The calculation seems easy enough...

if 1 litre = 1 kilogram then my 180l tank is 28 stone, which is just over 2 of me!
therefore the 350l tank would weigh around the same as 4 of me!!

Now if 4 of me went and sat down in the corner of the room, I wouldn't expect the floor to collapse, but long term I have no idea what, if any effect this could have on the joists, especially since the tank is near the wall so I wouldn't expect an even balance of load across the joists. I would expect there are building regulations that specify the maximum load of joists, but I've never been able to find these. 

My questions are these...

1. Is the calculation correct
2. Do you know what the building regulations say in terms of load
3. Has anyone else had a 350l+ tank on joists with no problems
4. Has anyone actually had a tank fall through the floor and if so, what size was it

Any help much appreciated...


----------



## sanj (3 Sep 2010)

This is a common worry and it does depend on your house, joist sizes, condition of the wood. You want to place a tank in the stongest area possible.

Usually this will be placing the tank along the length of a bearing wall and where it can sit over as many joists as possible.

Always a good idea to consult a builder/construction engineer. I did for my 1600 litre, but my situation is different to yours. My tank is on ground floor, on doubled up joists and ontop of bearing walls that used to divide the room.

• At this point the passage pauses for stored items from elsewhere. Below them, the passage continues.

PR #934, opened 2021-01-27
Display collection license validation inline in the form

mjgiarlo:
Follows the approach used in https://github.com/sul-dlss/happy-heron/pull/928 and https://github.com/sul-dlss/happy-heron/pull/919

Also, fixes the build.

## Why was this change made?

Consistency and kinder UX. Note that the UI looks messed up in the screen shot due to #929 not having been merged yet.

license_validation

CI, local browser

None

### DIFF
--- a/app/components/collections/edit_license_component.rb
+++ b/app/components/collections/edit_license_component.rb
@@ -1,4 +1,4 @@
-# typed: strict
+# typed: false
 # frozen_string_literal: true
 
 module Collections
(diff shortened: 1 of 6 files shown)


app/components/collections/edit_license_component.rb
```diff
@@ -1,4 +1,4 @@
-# typed: strict
+# typed: false
```
mjgiarlo, line 1: I fought sorbet for about ten minutes and gave up.

jcoyne (approved):

PR #967, opened 2021-01-29
[DRAFT] Add version description component

### LINKED ISSUE #454: Create "What's changing" UI element
https://projects.invisionapp.com/share/EQXC9CLKCR2#/screens/420954309

aaron-collier:
## Why was this change made?

Fixes #454 

Screen Shot 2021-01-29 at 9 07 15 AM

Screen Shot 2021-01-29 at 9 07 09 AM

IN PROGRESS

### DIFF
--- a/app/components/works/version_component.rb
+++ b/app/components/works/version_component.rb
@@ -1,0 +1,13 @@
+# typed: true
+# frozen_string_literal: true
+
+module Works
+  # Renders a widget for setting the title and contact for the work.
+  class VersionComponent < ApplicationComponent
+    def initialize(form:)
+      @form = form
+    end
+
+    attr_reader :form
+  end
+end
--- a/app/controllers/works_controller.rb
+++ b/app/controllers/works_controller.rb
@@ -106,6 +106,8 @@ class WorksController < ObjectsController
   sig { params(work: Work).void }
   def after_save(work)
     work.event_context = { user: current_user }
+    work.event_context[:description] = params[:work][:version_description] unless params[:work][:version_description].nil?
+
     work.update_metadata!
     if deposit_button_pushed?
       if work.collection.review_enabled?
@@ -127,7 +129,7 @@ class WorksController < ObjectsController
                      'created_range(1i)', 'created_range(2i)', 'created_range(3i)',
                      'created_range(4i)', 'created_range(5i)', 'created_range(6i)',
                      :abstract, :citation_auto, :citation, :default_citation,
-                     :access, :license,
+                     :access, :license, :version_description,
                      :release, 'embargo_date(1i)', 'embargo_date(2i)', 'embargo_date(3i)',
                      :agree_to_terms, subtype: [],
                                       attached_files_attributes: %i[_destroy id label hide file],
--- a/app/controllers/works_controller.rb
+++ b/app/controllers/works_controller.rb
@@ -105,8 +105,10 @@ class WorksController < ObjectsController
 
   sig { params(work: Work).void }
   def after_save(work)
-    work.event_context = { user: current_user }
-    work.event_context[:description] = params[:work][:version_description] unless params[:work][:version_description].nil?
+    work.event_context = { 
+      user: current_user, 
+      description: params.dig(:work, :version_description) 
+    }.compact
 
     work.update_metadata!
     if deposit_button_pushed?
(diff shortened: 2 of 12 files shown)


app/javascript/stylesheets/work.scss
```diff
@@ -58,3 +58,11 @@
     margin-left: 10px;
   }
 }
+
+.work-editor {
+  .version {
+    background-color: $stanford-digital-pink;
+    border-color: $stanford-cardinal;
+    border-width: 3px;
+  }
```
mjgiarlo, line 67: I believe you should be able to move these lines into `app/javascript/stylesheets/workEditor.scss` which already has a `.work-editor` block in it.

app/javascript/stylesheets/palette.scss
```diff
@@ -1,9 +1,12 @@
 $alabaster: #f2f1eb;
 $silver-sand: #c0c0bf; // "30% black" in Stanford brand identity
 $stanford-cardinal: #8c1515;
+$stanford-cardinal-light: #B83A4B;
+$stanford-spirited-light: #F4795B;
```
mjgiarlo, line 5: Cruft now?

app/javascript/stylesheets/palette.scss
```diff
@@ -1,9 +1,12 @@
...
 $stanford-cool-grey: #53565a; // used in SDR header (not yet added)
 $stanford-digital-blue: #006cb8;
 $stanford-digital-green: #008566;
 $stanford-digital-red: #b1040e;
+$stanford-digital-pink: #F3E7E7;
```
mjgiarlo, line 10: This is TOTALLY a nitpick, but the other colors in `palette.scss` use lowercase hex digits and the new entry uses uppercase.

app/controllers/works_controller.rb
```diff
@@ -92,6 +92,8 @@ def work_form(work)
   sig { params(work: Work).void }
   def after_save(work)
     work.event_context = { user: current_user }
+    work.event_context[:description] = params[:work][:version_description] unless params[:work][:version_description].nil?
```
mjgiarlo, line 95: Would you consider:

```suggestion
work.event_context = { user: current_user, description: params.dig(:work, :version_description) }.compact
```

:question:

app/components/works/version_component.rb
```diff
@@ -0,0 +1,13 @@
...
+# frozen_string_literal: true
+
+module Works
+  # Renders a widget for setting the title and contact for the work.
+  class VersionComponent < ApplicationComponent
+    def initialize(form:)
+      @form = form
+    end
+
+    attr_reader :form
```
mjgiarlo, line 11: Should the component render no matter what state the work is in? Or should it only render in certain states? Might be a PO question. cc: @amyehodge @jcoyne

mjgiarlo (commented):
Looking good so far! @amyehodge do we want this for collections as well as works?

app/controllers/works_controller.rb
aaron-collier: I like.

amyehodge:
@mjgiarlo , that makes a lot of sense to me. It can provide useful information and frankly is a good reminder that you're versioning the collection. It is not in the spec at all. Should I make a new ticket for that?

app/components/works/version_component.rb
aaron-collier: That's a good question. I figured as this is the edit form it probably always needs to be there... but validation/etc?

mjgiarlo:
@amyehodge :speech_balloon: 
> @mjgiarlo , that makes a lot of sense to me. It can provide useful information and frankly is a good reminder that you're versioning the collection. It is not in the spec at all. Should I make a new ticket for that?

I'd defer to @aaron-collier on that.

app/javascript/stylesheets/palette.scss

350 litre tank is a possibility, you just need to do some homework for peace of mind and preferably get some more professional advice.

Also your tank would not simply fall through the floor (well very unlikely) you would get warning signs first like sagging floor, doors not closing properly, cracks in walls...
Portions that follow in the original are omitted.